1. Is the wheel truly fixed? You didn't mention how it was jammed, so I'm not sure if it was an issue with a bearing or simply something blocking it. (I accidentally left Fitzgerald's litter pan too far forward one night, and he couldn't wheel. I felt terrible when I discovered it the next morning!) Make sure the wheel turns smoothly with no more effort than he'd be putting into it and that it turns without any more noise than usual. I have a wheel similar to the Carolina Storm Wheels -- pretty much identical other than color and being a bit larger as far as I can tell, but made by my breeder -- and my rule of thumb is that it should turn when I spray it softly with my sink sprayer to rinse it off (being careful not to get the bearings too wet). I figure if a small stream of water can turn it, my hedgehog definitely can.

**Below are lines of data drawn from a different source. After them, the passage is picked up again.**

PR #365, opened 2026-09-12
feat: Surface graph validation warnings in frontend before run (#197)

### LINKED ISSUE #197: [Feature] Surface graph validation warnings in the frontend before a run
**Difficulty:** Medium
**Area:** frontend

## Description
The backend half already landed. `_validate_graph` in `app/services/graph_engine.py` performs cycle detection plus per-port channel-type checks against `OPERATOR_PORT_SPECS`, raising `GraphTypeError` on a mismatch. It is only reachable from `compile_graph`, which runs inside the execution request, so a student still learns about an incompatibility only after a round trip to the server, as a raw error string.

What remains is the frontend half: a pre-run pass that surfaces those problems before the pipeline is sent. Today the only client-side check is the empty-graph guard in `Toolbar.tsx`, and `app/routers/pipeline.py` exposes no validate-only route, so an implementation either adds one that reuses `_validate_graph` or keeps a shared client-side copy of the channel contract. The result should be a modal listing readable warnings that offers both a fix path and a run-anyway path, so it guides without blocking experimentation.

## Acceptance Criteria
- [ ] Triggering a run performs a validation pass before the execution request is sent
- [ ] Problems are rendered in a modal as plain-language messages naming the offending blocks, not raw `GraphTypeError` text
- [ ] The modal offers both "run anyway" and a dismiss-and-edit path, so validation never hard-blocks a run
- [ ] A pipeline with no Read Image block is reported through the same modal rather than the current bare `setError` string
- [ ] Channel warnings agree with `OPERATOR_PORT_SPECS`, either by calling a validate-only backend route or by keeping one shared source of truth, so frontend and backend cannot drift
- [ ] A valid pipeline runs with no extra click and no modal
- [ ] Tests cover at least one incompatible pipeline and one clean pipeline

## Resources
- `imagelab-backend/app/services/graph_engine.py:243` - `_validate_graph`, the cycle and channel checks that already exist
- `imagelab-backend/app/services/graph_engine.py:292` - the only call site, inside `compile_graph`, during execution
- `imagelab-backend/app/services/graph_engine.py:18` - `OPERATOR_PORT_SPECS`, the per-operator channel contract to surface
- `imagelab-backend/app/routers/pipeline.py:26` - the only execution route; there is no validate-only endpoint yet
- `imagelab-frontend/src/components/Toolbar.tsx:216` - the current pre-run check, an empty-graph guard and nothing more
- `imagelab-frontend/src/hooks/usePipeline.ts:7` - `extractExecutableGraph`, which already builds the graph the check would inspect

<details>
<summary>Original report by @xxivani (2026-03-12)</summary>

Currently if a user connects blocks in an invalid order: for example feeding a grayscale operator's output into a colour only operator like BGR to HSV,  the error only surfaces as a cryptic runtime failure after the pipeline has already been sent to the backend. For a teaching platform this is a poor experience because students get no guidance on what went wrong or how to fix it.

A pre-run validation pass that inspects the pipeline before execution and surfaces known incompatibilities as human-readable warnings in a modal. The modal should give the user the choice to fix the issue or run anyway, so it never blocks experimentation.

Checks to include:

1. Grayscale operator fed into a colour-only operator (e.g. Gray Image → BGR to HSV)
2. Colour operator fed into a grayscale-only operator (e.g. Read Image → Apply Threshold without a Gray Image step)
3. No Read Image block present

Backend error messages after execution. These are harder to understand for students and only appear after a round-trip to the server.

**Additional context**
Any other context or screenshots.

</details>

shree1071:
Closes #197

## Summary

Adds a client-side validation pass that runs immediately when the user clicks Run. If the pipeline graph contains errors, a modal displays plain-language warnings before any request is sent to the backend. If the graph is valid, execution proceeds without any additional interaction.

### New files

- imagelab-frontend/src/utils/validatePipelineGraph.ts - Validation logic that mirrors the backend OPERATOR_PORT_SPECS and OPERATOR_OUTPUT_CHANNELS constants, performs a topological sort, and tracks channel state through the pipeline.
- imagelab-frontend/src/components/ValidationWarningModal.tsx - Modal component that presents the warning list and offers two actions: dismiss to edit, or proceed with execution.
- imagelab-frontend/tests/utils/validatePipelineGraph.test.ts - 17 unit tests covering valid pipelines, channel mismatches, missing Read Image blocks, control flow branches, and edge cases.

### Modified files

- imagelab-frontend/src/components/Toolbar.tsx - Calls validatePipelineGraph inside handleRun before dispatching the execution request.

## Validation checks

- Channel type mismatches (grayscale to color and color to grayscale)
- Missing Read Image block when no image input is present
- Invalid connections on mask ports and multi-input operators
- Missing required branches on macro_blend and macro_if_else nodes
- Recursive validation of nested control flow branches

## Acceptance criteria

- [x] A validation pass runs before each execution request
- [x] Warnings are rendered in a modal as plain-language messages that name the affected blocks
- [x] The modal offers both a dismiss path (return to editing) and a proceed path (run anyway)
- [x] A missing Read Image block is reported through the modal, not a bare setError call
- [x] Channel warnings are derived from the same operator specs as the backend
- [x] Valid pipelines execute immediately with no modal
- [x] Tests cover at least one incompatible pipeline and one clean pipeline

## Testing

Run the automated test suite:

npm run test validatePipelineGraph

17 tests pass.

## Implementation notes

Frontend validation mirrors backend rules to prevent drift. Cycle detection is intentionally left to the backend, as it is uncommon and more expensive to implement correctly on the client. Nested branches inherit the parent input channel rather than requiring a Read Image block of their own.

## Related

- Backend validation: \imagelab-backend/app/services/graph_engine.py\ (\_validate_graph\, line 243)
- Operator specs: \imagelab-backend/app/services/graph_engine.py\ (\OPERATOR_PORT_SPECS\, line 18)
- Execution entry point: \imagelab-frontend/src/components/Toolbar.tsx\ (\handleRun\)

### DIFF
--- a/imagelab-frontend/src/components/Toolbar.tsx
+++ b/imagelab-frontend/src/components/Toolbar.tsx
@@ -31,6 +31,8 @@ import VersionHistoryModal from "./VersionHistoryModal";
 import BatchProcessingModal from "./BatchProcessingModal";
 import CreateMacroModal from "./modals/CreateMacroModal";
 import ConfirmDialog from "./ConfirmDialog";
+import ValidationWarningModal from "./ValidationWarningModal";
+import { validatePipelineGraph, type ValidationWarning } from "../utils/validatePipelineGraph";
 
 /** Three-phase selection state for 2-click macro range picking. */
 type SelectionPhase = "idle" | "selecting" | "waitingForEnd";
@@ -82,6 +84,8 @@ export default function Toolbar({ workspace }: ToolbarProps) {
   const [showBatchModal, setShowBatchModal] = useState(false);
   const [showCreateMacroModal, setShowCreateMacroModal] = useState(false);
   const [showNewWorkspaceConfirm, setShowNewWorkspaceConfirm] = useState(false);
+  const [showValidationWarningModal, setShowValidationWarningModal] = useState(false);
+  const [validationWarnings, setValidationWarnings] = useState<ValidationWarning[]>([]);
 
   // ── Fallback single-click selection (used outside range-selection mode) ────
   const [selectedBlocks, setSelectedBlocks] = useState<Blockly.Block[]>([]);
@@ -222,6 +226,23 @@ export default function Toolbar({ workspace }: ToolbarProps) {
       return;
     }
 
+    // Validate pipeline graph before execution
+    const validationResult = validatePipelineGraph(graph, 3);
+
+    if (!validationResult.valid && validationResult.warnings.length > 0) {
+      // Show validation warning modal
+      setValidationWarnings(validationResult.warnings);
+      setShowValidationWarningModal(true);
+      return;
+    }
+
+    // Proceed with execution
+    executeGraphPipeline(graph);
+  };
+
+  const executeGraphPipeline = async (graph: ReturnType<typeof extractExecutableGraph>) => {
+    if (!originalImage) return;
+
     setExecuting(true);
     setError(null);
     setTiming(null);
@@ -271,6 +292,19 @@ export default function Toolbar({ workspace }: ToolbarProps) {
     } finally {
       setExecuting(false);
     }
+  };
+
+  const handleRunAnyway = () => {
+    setShowValidationWarningModal(false);
+    if (workspace) {
+      const graph = extractExecutableGraph(workspace);
+      executeGraphPipeline(graph);
+    }
+  };
+
+  const handleCancelValidation = () => {
+    setShowValidationWarningModal(false);
+    setValidationWarnings([]);
   };
 
   // Shift+? opens the shortcuts modal
@@ -603,6 +637,13 @@ export default function Toolbar({ workspace }: ToolbarProps) {
           }}
         />
       )}
+
+      <ValidationWarningModal
+        isOpen={showValidationWarningModal}
+        warnings={validationWarnings}
+        onRunAnyway={handleRunAnyway}
+        onCancel={handleCancelValidation}
+      />
 
       <ConfirmDialog
         isOpen={showNewWorkspaceConfirm}
--- a/imagelab-frontend/src/components/ValidationWarningModal.tsx
+++ b/imagelab-frontend/src/components/ValidationWarningModal.tsx
@@ -1,0 +1,144 @@
+import { useEffect, useRef } from "react";
+import { AlertTriangle, X } from "lucide-react";
+import type { ValidationWarning } from "../utils/validatePipelineGraph";
+
+interface ValidationWarningModalProps {
+  isOpen: boolean;
+  warnings: ValidationWarning[];
+  onRunAnyway: () => void;
+  onCancel: () => void;
+}
+
+export default function ValidationWarningModal({
+  isOpen,
+  warnings,
+  onRunAnyway,
+  onCancel,
+}: ValidationWarningModalProps) {
+  const runAnywayButtonRef = useRef<HTMLButtonElement>(null);
+
+  useEffect(() => {
+    if (isOpen) {
+      // Focus the run anyway button when dialog opens
+      runAnywayButtonRef.current?.focus();
+    }
+  }, [isOpen]);
+
+  useEffect(() => {
+    if (!isOpen) return;
+
+    const handler = (e: KeyboardEvent) => {
+      if (e.key === "Escape") {
+        onCancel();
+      }
+    };
+    document.addEventListener("keydown", handler);
+    return () => document.removeEventListener("keydown", handler);
+  }, [isOpen, onCancel]);
+
+  if (!isOpen) return null;
+
+  return (
+    <div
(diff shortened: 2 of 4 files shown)


ivantha:
### Automated review summary

**Triage:** enhancement  |  **Recommendation:** needs-revision

**Findings**
- **[major/bug]** `imagelab-frontend/src/utils/validatePipelineGraph.ts:151` The hasReadImage check tests node.type against "basic_input", "readimage", or "read_image", but the app's only registered Read Image block type is "basic_readimage" (imagelab-frontend/src/blocks/definitions/basic.blocks.ts:9). extractExecutableGraph roots the graph at that block (extractWorkspaceGraph in imagelab-frontend/src/utils/extractMacroGraph.ts:375) and keeps it as a node typed "basic_readimage", so the check never matches it; and a workspace with no Read Image block yields an empty graph, which Toolbar.tsx:224 rejects before validation runs. So hasReadImage is false on every real pipeline, and the "No Read Image block found" modal appears on every Run click, forcing "Run anyway" each time. Since the empty-graph case is already handled upstream, this check can probably be dropped rather than fixed.
- **[minor/test]** `imagelab-frontend/tests/utils/validatePipelineGraph.test.ts:32` The test suite's Read Image fixtures use the same incorrect type strings ("basic_input", "readimage", "read_image") as the implementation instead of the app's real block type "basic_readimage", so the 17 tests validate the mirrored logic against itself rather than against graphs shaped like what extractExecutableGraph actually produces, which is why they pass despite the hasReadImage bug above.
- **[minor/quality]** `imagelab-frontend/src/utils/validatePipelineGraph.ts:249` The try/catch around the topological sort is effectively dead for its stated purpose: topologicalSort (Kahn's algorithm, lines 165-213) never throws when the graph has a cycle, it simply omits the cycled nodes from the returned order, so those nodes are skipped in the validation loop with no warning surfaced at all. The comment "If topological sort fails (cycle), that's handled by backend" is misleading since no exception is thrown for that case; the catch only fires for a different failure (e.g. an edge referencing a node id not present in the graph).

**Conventions**

The PR adds a well-documented client-side pre-execution validator and warning modal, but the Read Image detection is broken: it checks for node types "basic_input"/"readimage"/"read_image", while the app's only Read Image block type is "basic_readimage", which is the root of every executable graph. As shipped, the "No Read Image block found" warning surfaces on every pipeline run, directly contradicting the PR's own acceptance criterion that valid pipelines execute without a modal. The 17 new unit tests encode the same incorrect type strings as the implementation, so they pass without catching this. A secondary, lower-priority issue: the try/catch around the topological sort is dead code for the cycle case it claims to handle, so cyclic graphs silently skip type-checking with no warning shown to the user. Commit hygiene and the PR description are otherwise clean and informative.

ivantha:
### Automated review summary

**Triage:** enhancement  |  **Recommendation:** needs-revision

**Findings**
- **[major/quality]** `imagelab-frontend/src/components/ValidationWarningModal.tsx:108` ValidationWarningModal autofocuses the "Run Anyway" button when the dialog opens (runAnywayButtonRef.current?.focus() in the isOpen effect), so a user who presses Enter/Space reflexively after the modal pops up — a very plausible reaction to a warning dialog — executes the pipeline despite the warnings instead of dismissing it. The safer default is to focus the "Cancel and Fix" button, or no button at all, given this is a warning dialog meant to make the user pause.
- **[minor/quality]** `imagelab-frontend/src/components/Toolbar.tsx:297` handleRunAnyway re-derives the graph from the live workspace (extractExecutableGraph(workspace)) rather than executing the graph object that was actually validated and shown to the user. If the workspace changes between the warning modal opening and the user clicking "Run Anyway", the executed graph could silently differ from the one whose warnings were reviewed.
- **[nit/style]** `imagelab-frontend/src/components/ValidationWarningModal.tsx:177` The warnings list is keyed by array index (key={index}) rather than a stable identifier such as `${warning.nodeId}-${warning.port}-${index}`. Harmless today since the list is never reordered or mutated in place, but it's a recognized React anti-pattern worth avoiding.

**Conventions**
- **Commits (2):** clean, conventional history
- _Clean history for the size of the change: one feature commit plus one focused fixup commit (correcting the Read Image block type check and adding cycle detection) before merge._

This PR adds a client-side validation pass (channel-type checks, missing-Read-Image detection, control-flow branch checks, and cycle detection) that mirrors the backend's graph_engine rules, surfacing plain-language warnings in a modal before a pipeline runs. The logic is well-tested (17 unit tests covering the main branches) and the PR description is thorough and accurately maps to the diff. The main actionable issue is that the warning modal autofocuses "Run Anyway" rather than the safer "Cancel and Fix" action, which undercuts the feature's purpose by making it easy to blow past a warning with a stray Enter keypress — worth fixing before merge. The other two findings are minor robustness/style nits.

2. Has the angle of the wheel changed? It's easy for a lot of wheels to slip with use, cleaning, and other maintenance -- particularly if they're on a stand. Most hedgehogs can adjust to a slight change in wobble intensity or angle without a problem, but if it changes too much, they may be unable or unwilling to do so. (Note: I double check the angle of Fitzgerald's wheel every day as part of the spot cleaning routine. You should be cleaning the wheel every day anyway, so taking a moment for a second look shouldn't be too difficult.)

3. Is the wheel big enough? You didn't mention how old your boy is, but if he's still growing, it's possible he's no longer able to comfortably run on his wheel. The timing may be a matter of noticing it more after taking a break for a few days.

4. Are you absolutely sure he's not using it? Because it was jammed for a few days, his habits may have changed a bit. He really may be wheeling only in short spurts, or a slightly different angle could be wicking away waste more effectively. You didn't mention what you use to catch the waste, but a paper towel makes it very easy to see if waste is present. Also check is feet. Unless he's developed a habit of cleaning his own feet, you should see evidence of poopy boots. And if all else fails and you're truly concerned, you can always set an odometer up on his wheel.

5. Is there another issue? (EDIT: Other members touched on this while I was typing.) Is the wheel safe and comfortable? Are his nails trimmed? Are you sure there isn't a foot or leg injury -- or another injury? If there's a possibility of an injury, skip step 6 and go straight to the vet.

6. Maybe he really doesn't know it's fixed. I mentioned this in my last response to this thread. Don't assume he knows it's working -- not even if you just put him on it. Put him on it, and show him but turning it a few times while he's on it. He'll probably run off of it within a few seconds, but at least you're showing him not only that it's there but also that it turns. (This also gives you chance to figure out if there's a noise present only with the weight of your hedgehog on it.) Then, start leaving a treat on the wheel at night to entice him onto it.

If all this fails to provide an answer, that's when I'd make an appointment with a vet. It's certainly not an emergency since he's behaving normally otherwise, but any drastic change in behavior is worth investigating, in my opinion, particularly since hedgehogs are so skilled at hiding it when something is amiss. It's better to spend the cost of a check-up and find out nothing is wrong or catch an issue early than it is to find yourself out the cost of a check-up and a complicated, expensive treatment because it wasn't caught early enough.


----------